# Basic circle skirt pattern



## featherbottoms (May 28, 2005)

I've been looking and haven't found what I want yet so I thought I'd ask here if anyone has any ideas on where to look. I've looked at Butterick, McCalls and Vogue online. I've not looked at any stores yet, but plan to go to Hobby Lobby in the next week or so.

I want a simple pattern for a circle skirt with an elastic waist and pockets, preferable side inset pockets. No ruffles, no inset pieces, no pattern where you sew panels together to make the circle. I used to have one .. mumble mumble.. years ago but of course that's gone. It was a really easy pattern to follow.

I'm not spatially inclined to follow a pattern if I have to resize it, like printing off something and adding inches till I get to what I want, so I want a pre made pattern I can cut to my size and then just sew together.

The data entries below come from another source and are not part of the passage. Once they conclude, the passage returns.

PR #71, opened 2022-02-05
Fix a few typos in the docs

arosen93:
Just cleaning up a few things in the documentation:
- Fixes some spelling mistakes I previously introduced in the VASP docs
- Added `docs_build/*` to `.gitignore` because that's the destination for the docs build folder when following the developer instructions 
- Fixed the ORCiD link (thanks for the credit!)


utf:
This is great. Thanks!

PR #75, opened 2022-02-07
Fix test suite for pymatgen vasprun fix

arosen93:
Updates test suite with correct energies so that pymatgen can be updated. Fixes (and can close) the error with #72.


utf:
Fantastic. Thank you very much.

I'd like to make several of these so it really does need to be simple.

Any ideas??


----------



## AngieM2 (May 10, 2002)

http://kwiksew.mccall.com/skirts---tops-pages-3039.php

Check there, 

or look in the costume section of any of the big name pattern companies.


----------



## Ardie/WI (May 10, 2002)

AngieM2 said:


> http://kwiksew.mccall.com/skirts---tops-pages-3039.php
> 
> Check there,
> 
> or look in the costume section of any of the big name pattern companies.


I was thinking in terms of the "poodle skirt" that was the rage back in the 50's. It was named that because it had a poodle on a leash on the front of it. It was a circle skirt.


----------